Snapdragon X2 Elite Extreme foi até 83% mais rápido que o Ryzen AI 9 e superou o Intel Core Ultra X9 mesmo operando apenas na bateria.
Notebook corporativo em matéria sobre o Snapdragon X2 Elite Extreme contra Intel e AMD
Foto: reprodução / Adrenaline

Um novo conjunto de testes colocou o Snapdragon X2 Elite Extreme contra os principais concorrentes de notebook e produziu um resultado que muda a conversa sobre desempenho em mobilidade: o chip da Qualcomm rodando apenas na bateria superou o notebook Intel ligado na tomada.

Segundo reportagem da Adrenaline, a Signal65 testou três notebooks de topo de linha de varejo — com Snapdragon X2 Elite Extreme X2E-96-100, Intel Core Ultra X9 388H e AMD Ryzen AI 9 465 — em cargas de CPU e de inteligência artificial, nas duas condições de alimentação.

Os números do confronto

  • Geekbench 7: Snapdragon até 53% mais rápido que o Intel Core Ultra X9 388H e até 83% mais rápido que o AMD Ryzen AI 9 465;
  • Cinebench 2026 (renderização multi-thread): vantagem de até 87% sobre os dois concorrentes;
  • Procyon AI Computer Vision: quase o dobro do desempenho do Intel e cerca de 2,4 vezes o do AMD;
  • Cargas de IA em geral: até 2,6 vezes mais desempenho;
  • Na bateria: configurado em modo “Equilibrado”, o Snapdragon superou o sistema Intel ligado na tomada em modo “Melhor Desempenho” — em todos os testes de CPU e IA.

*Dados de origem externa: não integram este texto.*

Issue #1754, opened 2018-01-30
[F100] Rounded Corners


hartez:
## Rationale

Rounded corners are a common visual requirement which Forms does not support without custom renderers. Forms should provide a common interface for defining rounded corners on Views.

## Implementation

We need to add an interface for defining what's required for a View to implement corner rounding (and provide CSS support):

```csharp
interface IRoundedCorners
{
	CornerRadius CornerRadius { get; }
	void CornerRadiusChanged(CornerRadius oldValue, CornerRadius newValue);
}
```

The CornerRadius BindableProperty can be implemented in one place:

```csharp
static class RoundedCornerElement
{
	public static readonly BindableProperty CornerRadiusProperty = BindableProperty.Create(nameof(CornerRadius), typeof(CornerRadius), typeof(IRoundedCorners));
}
```

Renderer implementations should be careful to take [Borders](https://github.com/xamarin/Xamarin.Forms/issues/1695) into consideration.

The following Views are candidates for rounded corners:
BoxView (in progress: https://github.com/xamarin/Xamarin.Forms/issues/1709)
ImageView
StackLayout
Grid
AbsoluteLayout
ScrollView
(probably others)

## Difficulty: Easy
Providing the interface is simple; individual implementations may vary in difficulty.

programmation:
One common requirement is to create an ellipse / circle (depending on geometry of the view). This can't be done easily with a numerical value for border rounding - it's better done as a percentage, or with a flag that says "create an ellipse". Please consider using "special" values for the flag (e.g. -2 for ellipse), or making the values work like `Grid` width/height do.

programmation:
Perhaps this could eventually be extended to allow a `BezierPath` for the border of a view? All the platforms support doing this.

hartez:
Maybe the right option is to have an interface called `IMask` or `IClip`, and allow specifying the method used for clipping/masking the View (e.g., CornerRadius, Path, Ellipse).

StephaneDelcroix:
make sure the default value is `-1` aka RoundedCornerElement.Default

I'm wondering if we couldn't put that property in BorderElement

bentmar:
https://github.com/NAXAM/effects-xamarin-forms
have a look at ViewEffects, Naxam has done a great job on this one, might help to speed things up :)

andreinitescu:
This would be a great enhancement, which would give of a helping hand for making layouts simpler and take less time to render:

[...]

PR #1998, opened 2018-03-01
[Enhancement] Rounded corners on BoxView

### LINKED ISSUE #1709: [Enhancement] Rounded corners on BoxView
## Rationale

Forms does not currently support rounded corners on BoxView.

## Implementation

Add a CornerRadius bindable property to BoxView (using the same struct as in https://github.com/xamarin/Xamarin.Forms/issues/1664).

```	
public static readonly BindableProperty CornerRadiusProperty =
BindableProperty.Create(nameof(CornerRadius), typeof(CornerRadius), default(CornerRadius));
```

On iOS, this will likely require checking for a non-zero radius and switching to a UIBezierPath for drawing. On UWP, it's likely just a matter of applying the RadiusX/RadiusY properties to the underlying Rectangle. On Android, it probably just requires overriding Draw and applying a clipping path.

## Backward Compatibility

This is a new property, so there should not be any backward compatibility issues.

jsuarezruiz:
### Description of Change ###

Add a **CornerRadius** bindable property to **BoxView**.

```
struct CornerRadius
{
     public double TopLeft { get; set; }
     public double TopRight { get; set; }
     public double BottomLeft { get; set; }
     public double BottomRight { get; set; }

      public static implicit operator CornerRadius(double uniformRadius)
      {
            return new CornerRadius(uniformRadius);
      }
 }

public static readonly BindableProperty CornerRadiusProperty =
BindableProperty.Create(nameof(CornerRadius), typeof(CornerRadius), default(CornerRadius));
```

Supported platforms: Android, iOS, UWP, macOS, GTK and WPF.

- Android: Use GradientDrawable and SetCornerRadii method.
- iOS: Use UIBezierPath.
- UWP: Use RadiusX and RadiusY properties from the Rectangle ().
- macOS: Use NSBezierPath.
- GTK: Use Cairo drawing Arcs.
- WPF: Use a VisualBrush in a Rectangle.
- Tizen: It's not possible.

cornerradius boxview

### Bugs Fixed ###

- fixes #1709

### API Changes ###

Added:

- CornerRadius BoxView.CornerRadius{ get; set; } //Bindable Property

### PR Checklist ###


Xamarin.Forms.Core/BoxView.cs
```diff
@@ -8,6 +9,8 @@ public class BoxView : View, IElementConfiguration<BoxView>
 	{
 		public static readonly BindableProperty ColorProperty = BindableProperty.Create("Color", typeof(Color), typeof(BoxView), Color.Default);
 
+		public static readonly BindableProperty CornerRadiusProperty = BindableProperty.Create("CornerRadius", typeof(CornerRadius), typeof(BoxView), default(CornerRadius));
```
StephaneDelcroix: use `nameof(CornerRadius)`

Xamarin.Forms.Core/CornerRadius.cs
```diff
@@ -0,0 +1,38 @@
+﻿using System;
+
+namespace Xamarin.Forms.Core
```
StephaneDelcroix: we don't use that namespace, we use `Xamarin.Forms`

Xamarin.Forms.Core/CornerRadius.cs
```diff
@@ -0,0 +1,38 @@
...
+{
+	public struct CornerRadius
```
StephaneDelcroix: require a `[TypeConverter]` so it can be set from XAML and CSS

Xamarin.Forms.Core/CornerRadius.cs
```diff
@@ -0,0 +1,38 @@
...
+		public double BottomLeft { get; set; }
+		public double BottomRight { get; set; }
+
+		public CornerRadius(double uniformRadius) : this(uniformRadius, uniformRadius, uniformRadius, uniformRadius)
+		{
+		}
+
+		public CornerRadius(double topLeft, double topRight, double bottomLeft, double bottomRight)
+		{
+			if (topLeft < 0 || double.IsNaN(topLeft))
```
StephaneDelcroix: don't do value check in the ctor, but when the property is applied.

Xamarin.Forms.Core/CornerRadius.cs
StephaneDelcroix: a good source of inspiration for this class would be `Thickness`

Xamarin.Forms.Core/CornerRadius.cs
```diff
@@ -0,0 +1,38 @@
+﻿using System;
+
+namespace Xamarin.Forms.Core
+{
+	public struct CornerRadius
+	{
+		public double TopLeft { get; set; }
```
StephaneDelcroix: make it immutable by decorating the setter with `private`

Xamarin.Forms.Core/CornerRadius.cs
```diff
@@ -0,0 +1,38 @@
...
+			TopRight = topRight;
+			BottomLeft = bottomLeft;
+			BottomRight = bottomRight;
+		}
+
+		public static implicit operator CornerRadius(double uniformRadius)
+		{
+			return new CornerRadius(uniformRadius);
+		}
+	}
```
StephaneDelcroix: requires `Equals`, `operator ==`, `operator !=`, `GetHashCode` and `Deconstruct` implementations

StephaneDelcroix: well, `Deconstruct` is optional, but nice to have

Xamarin.Forms.Core/CornerRadius.cs
StephaneDelcroix: As it's a struct, we need a way to figure out if the `CornerRadius` is the default CornerRadius, or if it was created by one of the parameterized `ctor`.

If we ever applied this property to, say, `Button`, having a default CornerRadius would mean "use whatever default on the platform".

There are multiple ways of implementing this, I'd recommend having a private field `isnotdefault` (we can not initialize fields with default values in structs) and set that field to `true` in the parameterized ctors.

That value should then be used in `Equals` and operators, so we can do `if (my box.CorenerRadius == default(CornerRadius)) {}`

Xamarin.Forms.Platform.MacOS/Renderers/BoxViewRenderer.cs
```diff
@@ -32,8 +39,19 @@ protected override void SetBackgroundColor(Color color)
...
+
 			Control.WantsLayer = true;
 			Control.Layer.BackgroundColor = color.ToCGColor();
 		}
+
+		void SetCornerRadius(CornerRadius cornerRadius)
+		{
+			if (Element == null)
+				return;
+
```
StephaneDelcroix: here's a good pattern for setting that property in all renderers:

```
if (cornerRadius == default(CornerRadius)
    RestoreToDefault(...); //you can not just return, as the property might have been set to a value earlier
else
    ApplyCornerRadius(...);
```
might be overkill in this case, as BoxView has no native counterpart, and we know the the default is 0;

andreinitescu:
@StephaneDelcroix About your remark

> I like this very much, to the point I'd wish at some point we have that property on most/all controls. I did the review in that broader usage light, focusing on the Core part.

I am happy Xamarin takes notice of this. Because the way majority of developers use BoxView is to have a rounded background wrapping layout views. Unfortunately the code ends up something like this:

```
<BoxView Padding="10" BackgroundColor="Blue" CornerRadius="7">
   <StackLayout>
        <!-- Entry, Label etc. controls here -->
   </StackLayout
</BoxView>
```
The BoxView is superfluous making the layout more complex than it should be. 

If StackLayout had a CornerRadius property, the layout would be simpler:
```
<StackLayout Padding="10" BackgroundColor="Blue" CornerRadius="7">
        <!-- Entry, Label etc. controls here -->
</BoxView>
```

BoxView is mostly an unnecessary control, unfortunately large majority of  devs, including sometimes myself, had to use it, but it's not doing a great job.

jsuarezruiz:
Thank you very much for the review @StephaneDelcroix . I will apply changes soon!.
@andreinitescu No, all feedback contributes, thank you. Although I think that maybe you would like this enhancement: [https://github.com/xamarin/Xamarin.Forms/issues/1754](https://github.com/xamarin/Xamarin.Forms/issues/1754)

jassmith:
@andreinitescu I very much would like to see CornerRadius brought everywhere, ideally whithout dropping a drawable/mask everywhere on Android except when its actually in use.

If you want to write a Spec and link me to it I will review it and try to get it approved for F100

rmarinho:
build

rmarinho:
build

Xamarin.Forms.Core/BoxView.cs
jsuarezruiz: Changed!. Right now there are property definitions using string name and others with nameof. It would be good to review them all (maybe in a PR?).

Xamarin.Forms.Core/CornerRadius.cs
jsuarezruiz: Added Equals, operator ==, operator !=, GetHashCode and Deconstruct!

Xamarin.Forms.Core/CornerRadius.cs
jsuarezruiz: Done.

Xamarin.Forms.Core/CornerRadius.cs
jsuarezruiz: It is!

Xamarin.Forms.Core/CornerRadius.cs
jsuarezruiz: Changed.

Xamarin.Forms.Core/CornerRadius.cs
jsuarezruiz: It is true!. I have added the Converter.

Xamarin.Forms.Core/CornerRadius.cs
jsuarezruiz: This is important. Changed.

Xamarin.Forms.Core/CornerRadius.cs
jsuarezruiz: Added a IsDefault in CornerRadius class. Is it what is expected?

Xamarin.Forms.Core/BoxView.cs
StephaneDelcroix: we don't do massive refactoring. that cause major merges issues with unrelated branches.

Xamarin.Forms.Core/CornerRadius.cs
StephaneDelcroix: 🎉

Xamarin.Forms.Core/CornerRadius.cs
```diff
@@ -0,0 +1,78 @@
+﻿using System.Diagnostics;
+
+namespace Xamarin.Forms
+{
+	[DebuggerDisplay ("TopLeft={TopLeft}, TopRight={TopRight}, BottomLeft={BottomLeft}, BottomRight={BottomRight}")]
+	[TypeConverter (typeof (CornerRadiusTypeConverter))]
+	public struct CornerRadius
+	{
+		public double TopLeft { get; private set; }
```
StephaneDelcroix: the `private set;` isn't even required, as the property is only set from the `.ctor`

Xamarin.Forms.Core/CornerRadius.cs
```diff
@@ -0,0 +1,78 @@
...
+		{
+			return TopLeft.Equals (other.TopLeft) && TopRight.Equals (other.TopRight) && BottomLeft.Equals (other.BottomLeft) && BottomRight.Equals (other.BottomRight);
+		}
+
+		public override bool Equals (object obj)
+		{
+			if (ReferenceEquals (null, obj))
+				return false;
+
+			return obj is CornerRadius && Equals ((CornerRadius)obj);
```
StephaneDelcroix: `return obj is CornerRadius cornerRadius && Equals(cornerRadius);`

Xamarin.Forms.Core/CornerRadius.cs
```diff
@@ -0,0 +1,78 @@
...
+		}
+
+		public static implicit operator CornerRadius (double uniformRadius)
+		{
+			return new CornerRadius (uniformRadius);
+		}
+
+		bool Equals (CornerRadius other)
+		{
+			return TopLeft.Equals (other.TopLeft) && TopRight.Equals (other.TopRight) && BottomLeft.Equals (other.BottomLeft) && BottomRight.Equals (other.BottomRight);
```
StephaneDelcroix: those are `double`s, it's safe to use `==`

Xamarin.Forms.Core/CornerRadius.cs
```diff
@@ -0,0 +1,78 @@
...
+	public struct CornerRadius
+	{
+		public double TopLeft { get; private set; }
+		public double TopRight { get; private set; }
+		public double BottomLeft { get; private set; }
+		public double BottomRight { get; private set; }
+
+		internal bool IsDefault
+		{
+			get { return TopLeft == 0 && TopRight == 0 && BottomLeft == 0 && BottomRight == 0; }
```
StephaneDelcroix: `(0,0,0,0)` isn't a good default for `CornerRadius`. Some controls (android buttons, e.g.) are rounded by default. if you want to make them with square angles, you will set `button.CornerRadius = new CornerRadius (0,0,0,0)`. the renderer will then interpret this as `Default` and will use the default (which is rounded) for the corners.

as this is a `struct`, you can not have default values for fields (they have to be `0`), so you have to use a flag (`false` by default) that you set to `true` the non-default ctors. `default(CornerRadius)` will return a struct with that field unchanged...

if it's unclear, I can do that for you

Xamarin.Forms.Core/CornerRadius.cs
```diff
@@ -0,0 +1,78 @@
...
+	[DebuggerDisplay ("TopLeft={TopLeft}, TopRight={TopRight}, BottomLeft={BottomLeft}, BottomRight={BottomRight}")]
+	[TypeConverter (typeof (CornerRadiusTypeConverter))]
+	public struct CornerRadius
+	{
+		public double TopLeft { get; private set; }
+		public double TopRight { get; private set; }
+		public double BottomLeft { get; private set; }
+		public double BottomRight { get; private set; }
+
+		internal bool IsDefault
```
StephaneDelcroix: no need to expose this. it's not more expensive to do `if (cornerRadius == default(CornerRadius))`

Xamarin.Forms.Core/CornerRadiusTypeConverter.cs
```diff
@@ -0,0 +1,45 @@
...
+						case 4:
+							if (double.TryParse (cornerRadius[0], NumberStyles.Number, CultureInfo.InvariantCulture, out double topLeft)
+								&& double.TryParse (cornerRadius[1], NumberStyles.Number, CultureInfo.InvariantCulture, out double topRight)
+								&& double.TryParse (cornerRadius[2], NumberStyles.Number, CultureInfo.InvariantCulture, out double bottomLeft)
+								&& double.TryParse (cornerRadius[3], NumberStyles.Number, CultureInfo.InvariantCulture, out double bottomRight))
+								return new CornerRadius (topLeft, topRight, bottomLeft, bottomRight);
+							break;
+					}
+				} else if (value.Contains (" ")) { //CSS
+					var cornerRadius = value.Split(' ');
```
StephaneDelcroix: CSS accepts 1, 2, 3 or 4 arguments: https://developer.mozilla.org/en-US/docs/Web/CSS/border-radius

Xamarin.Forms.Core/CornerRadiusTypeConverter.cs
```diff
@@ -0,0 +1,45 @@
+﻿using System;
+using System.Globalization;
+
+namespace Xamarin.Forms
+{
+	[Xaml.ProvideCompiled ("Xamarin.Forms.Core.XamlC.CornerRadiusTypeConverter")]
```
StephaneDelcroix: you actually do _not_ provide a compiled version of this. you don't have to do it, I will, but remove this attribute.

Xamarin.Forms.Core/CornerRadius.cs
jsuarezruiz: Do you mean the property IsDefault?

Xamarin.Forms.Core/CornerRadiusTypeConverter.cs
jsuarezruiz: Ok.

Xamarin.Forms.Core/CornerRadius.cs
jsuarezruiz: Changed.

Xamarin.Forms.Core/CornerRadius.cs
jsuarezruiz: Changed.

Xamarin.Forms.Core/CornerRadius.cs
jsuarezruiz: Ok!

Xamarin.Forms.Core/CornerRadius.cs
StephaneDelcroix: here's what I meant

```csharp
	public struct CornerRadius
	{
		public double TopLeft { get; }		//as the properties are only set from the ctor, they do not need an internal setter
		public double TopRight { get; }
		public double BottomLeft { get; }
		public double BottomRight { get; }

		bool isParameterized;

		public CornerRadius(double uniformRadius) : this(uniformRadius, uniformRadius, uniformRadius, uniformRadius)
		{
		}

		public CornerRadius(double topLeft, double topRight, double bottomLeft, double bottomRight)
		{
			isParameterized = true;			//not default anymore
			TopLeft = topLeft;
			TopRight = topRight;
			BottomLeft = bottomLeft;
			BottomRight = bottomRight;
		}

		//...

		bool Equals(CornerRadius other)
		{
			if (!isParameterized && !other.isParameterized)
				return true; //default CornerRadius (created with parameterless ctor, or with default(CornerRadius) are Equal
			return TopLeft == other.TopLeft && TopRight == other.TopRight && BottomLeft == other.BottomLeft && BottomRight == other.BottomRight;
		}

		// ...
	}
```

jsuarezruiz: Ahh, now I understood you perfectly. Thank you!

StephaneDelcroix:
Approved the API changes

Xamarin.Forms.Platform.MacOS/Controls/FormsBoxView.cs
```diff
@@ -0,0 +1,57 @@
+﻿using System;
+using AppKit;
+using CoreGraphics;
+
+namespace Xamarin.Forms.Platform.macOS.Controls
+{
+	public class FormsBoxView : NSView
```
rmarinho: make this internal

rmarinho:
@jsuarezruiz  build is failing 

```
Xamarin.Forms.Controls\CoreGalleryPages\CoreBoxViewGalleryPage.cs (36, 138)
Xamarin.Forms.Controls\CoreGalleryPages\CoreBoxViewGalleryPage.cs(36,138): Error CS0246: The type or namespace name 'Core' could not be found (are you missing a using directive or an assembly reference?)
```

Xamarin.Forms.Platform.MacOS/Controls/FormsBoxView.cs
jsuarezruiz: Ok!

jsuarezruiz:
@rmarinho Fixed!

Xamarin.Forms.Platform.MacOS/Controls/FormsBoxView.cs
```diff
@@ -0,0 +1,57 @@
...
+		NSColor _colorToRenderer;
+
+		nfloat _topLeft;
+		nfloat _topRight;
+		nfloat _bottomLeft;
+		nfloat _bottomRight;
+
+		public override void DrawRect (CGRect dirtyRect)
+		{
+			_colorToRenderer.SetFill ();
```
rmarinho: Where is this init? it throws NRE

Xamarin.Forms.Platform.GTK/Renderers/BoxViewRenderer.cs
```diff
@@ -1,85 +1,97 @@
 ﻿using System.ComponentModel;
+using Xamarin.Forms.Core;
```
rmarinho: need to drop this. this namespace doesn't exist

rmarinho: Also about this renderer, I see a white background , can you confirm that if we set the color of background to Transparent it does not show the white background.

screen shot 2018-03-22 at 15 03 47

Xamarin.Forms.Platform.UAP/BoxViewRenderer.cs
```diff
@@ -33,5 +47,11 @@ protected override AutomationPeer OnCreateAutomationPeer()
 
 			return new FrameworkElementAutomationPeer(Control);
 		}
+
+		private void SetCornerRadius(Core.CornerRadius cornerRadius)
```
rmarinho: COre. doesn't exist. this is breaking the build

Xamarin.Forms.Platform.MacOS/Controls/FormsBoxView.cs
jsuarezruiz: I think I should have lost something at some point respect to the original branch: https://github.com/XamarinFormsCommunity/Xamarin.Forms/blob/feature/1709-rounded-boxview/Xamarin.Forms.Platform.MacOS/Renderers/BoxViewRenderer .cs
Fixed.

StephaneDelcroix:
I've rebased and fixed your branch, but I'm unable to push to the original.

it's here https://github.com/xamarin/Xamarin.Forms/tree/jsuarezruiz-feature/1709-rounded-boxview-II

waiting for build results...

petermajor:
Hi there... I think there might be an issue with this corner radius calculation... it doesn't convert the device independent pixels to raw pixels before calling SetCornerRadii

As arquiteturas comparadas

Antes de tirar conclusões, vale olhar o que estava dentro de cada máquina, porque a comparação não é entre iguais:

Snapdragon X2 Elite Extreme X2E-96-100

  • 18 núcleos de CPU (12 Oryon Prime + 6 Oryon Performance);
  • Frequência máxima de 5,0 GHz;
  • GPU Adreno X2-90;
  • NPU Hexagon com 80 TOPS;
  • 48 GB de memória LPDDR5X.

Intel Core Ultra X9 388H

  • 16 núcleos de CPU (4P + 8E + 4LPE);
  • Frequência máxima de 5,1 GHz;
  • GPU Arc B390 com 12 núcleos Xe3;
  • NPU 5 com 50 TOPS;
  • 32 GB de memória LPDDR5X.

AMD Ryzen AI 9 465

  • 10 núcleos de CPU (4 Zen 5 + 6 Zen 5c);
  • Frequência máxima de 5,0 GHz;
  • GPU Radeon 880M;
  • NPU XDNA 2 com 50 TOPS;
  • 32 GB de memória LPDDR5X.

A diferença de contagem de núcleos explica parte da vantagem — 18 contra 16 e contra 10 não é detalhe. Mas, como a própria matéria original pondera, ao menos na comparação com a Intel a distância era esperada em patamar menor do que o observado.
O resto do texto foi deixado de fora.